──────── DATA ────────
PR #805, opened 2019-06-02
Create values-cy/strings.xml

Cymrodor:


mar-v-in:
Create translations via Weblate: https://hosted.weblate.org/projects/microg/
────────
──────── DATA ────────
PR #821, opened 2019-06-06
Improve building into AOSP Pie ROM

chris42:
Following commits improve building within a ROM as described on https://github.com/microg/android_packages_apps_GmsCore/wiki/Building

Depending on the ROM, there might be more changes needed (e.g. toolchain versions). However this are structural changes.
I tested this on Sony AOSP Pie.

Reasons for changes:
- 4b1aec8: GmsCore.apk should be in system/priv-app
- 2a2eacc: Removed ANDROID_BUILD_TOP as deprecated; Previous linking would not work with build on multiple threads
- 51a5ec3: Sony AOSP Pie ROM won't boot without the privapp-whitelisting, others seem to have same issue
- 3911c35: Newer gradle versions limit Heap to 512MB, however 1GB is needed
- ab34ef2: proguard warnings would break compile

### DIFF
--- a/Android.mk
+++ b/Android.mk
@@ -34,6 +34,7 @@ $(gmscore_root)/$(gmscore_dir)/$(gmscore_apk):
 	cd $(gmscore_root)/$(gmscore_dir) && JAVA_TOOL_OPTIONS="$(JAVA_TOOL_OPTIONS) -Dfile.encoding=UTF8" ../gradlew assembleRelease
────────
-- EXERCISE OBJECTIVE --
Reply with the number of lines in the entries that hold the word "https", and add no other words.

-- RESPONSE TO THE TASK --
2